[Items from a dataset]
================================

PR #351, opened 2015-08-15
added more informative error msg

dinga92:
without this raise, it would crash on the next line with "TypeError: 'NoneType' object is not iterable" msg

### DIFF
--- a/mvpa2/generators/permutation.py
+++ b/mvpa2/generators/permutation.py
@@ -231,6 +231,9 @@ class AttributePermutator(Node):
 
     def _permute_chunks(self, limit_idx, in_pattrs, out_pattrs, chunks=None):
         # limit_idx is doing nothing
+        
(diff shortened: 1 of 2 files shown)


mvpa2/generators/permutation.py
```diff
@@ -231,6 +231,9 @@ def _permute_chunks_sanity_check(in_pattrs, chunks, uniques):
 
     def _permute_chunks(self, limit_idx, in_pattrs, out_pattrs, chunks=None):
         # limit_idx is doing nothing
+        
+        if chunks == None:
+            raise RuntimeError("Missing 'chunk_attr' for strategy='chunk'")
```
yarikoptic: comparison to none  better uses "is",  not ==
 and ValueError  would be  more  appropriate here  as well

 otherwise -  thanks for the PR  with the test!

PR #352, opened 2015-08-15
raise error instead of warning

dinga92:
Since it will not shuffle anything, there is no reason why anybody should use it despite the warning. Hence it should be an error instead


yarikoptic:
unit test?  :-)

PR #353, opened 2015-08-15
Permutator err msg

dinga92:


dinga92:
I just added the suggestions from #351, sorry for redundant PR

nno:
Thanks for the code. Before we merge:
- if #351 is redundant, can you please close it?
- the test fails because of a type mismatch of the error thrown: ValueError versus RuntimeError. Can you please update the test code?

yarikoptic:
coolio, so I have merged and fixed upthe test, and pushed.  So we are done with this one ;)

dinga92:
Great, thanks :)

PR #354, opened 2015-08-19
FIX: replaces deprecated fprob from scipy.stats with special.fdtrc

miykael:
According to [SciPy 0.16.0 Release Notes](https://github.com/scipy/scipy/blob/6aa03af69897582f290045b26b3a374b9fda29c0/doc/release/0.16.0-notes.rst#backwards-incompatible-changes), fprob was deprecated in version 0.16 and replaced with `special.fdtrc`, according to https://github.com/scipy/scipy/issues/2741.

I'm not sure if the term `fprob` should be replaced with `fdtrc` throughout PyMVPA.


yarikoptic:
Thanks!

================================

Required work:
Please reproduce the lines from the line with "--- a/mvpa2/generators/permutation.py" to the line with "According to [SciPy", both ends included, exactly as they appear above.

Solution:
--- a/mvpa2/generators/permutation.py
+++ b/mvpa2/generators/permutation.py
@@ -231,6 +231,9 @@ class AttributePermutator(Node):
 
     def _permute_chunks(self, limit_idx, in_pattrs, out_pattrs, chunks=None):
         # limit_idx is doing nothing
+        
(diff shortened: 1 of 2 files shown)


mvpa2/generators/permutation.py
```diff
@@ -231,6 +231,9 @@ def _permute_chunks_sanity_check(in_pattrs, chunks, uniques):
 
     def _permute_chunks(self, limit_idx, in_pattrs, out_pattrs, chunks=None):
         # limit_idx is doing nothing
+        
+        if chunks == None:
+            raise RuntimeError("Missing 'chunk_attr' for strategy='chunk'")
```
yarikoptic: comparison to none  better uses "is",  not ==
 and ValueError  would be  more  appropriate here  as well

 otherwise -  thanks for the PR  with the test!

PR #352, opened 2015-08-15
raise error instead of warning

dinga92:
Since it will not shuffle anything, there is no reason why anybody should use it despite the warning. Hence it should be an error instead


yarikoptic:
unit test?  :-)

PR #353, opened 2015-08-15
Permutator err msg

dinga92:


dinga92:
I just added the suggestions from #351, sorry for redundant PR

nno:
Thanks for the code. Before we merge:
- if #351 is redundant, can you please close it?
- the test fails because of a type mismatch of the error thrown: ValueError versus RuntimeError. Can you please update the test code?

yarikoptic:
coolio, so I have merged and fixed upthe test, and pushed.  So we are done with this one ;)

dinga92:
Great, thanks :)

PR #354, opened 2015-08-19
FIX: replaces deprecated fprob from scipy.stats with special.fdtrc

miykael:
According to [SciPy 0.16.0 Release Notes](https://github.com/scipy/scipy/blob/6aa03af69897582f290045b26b3a374b9fda29c0/doc/release/0.16.0-notes.rst#backwards-incompatible-changes), fprob was deprecated in version 0.16 and replaced with `special.fdtrc`, according to https://github.com/scipy/scipy/issues/2741.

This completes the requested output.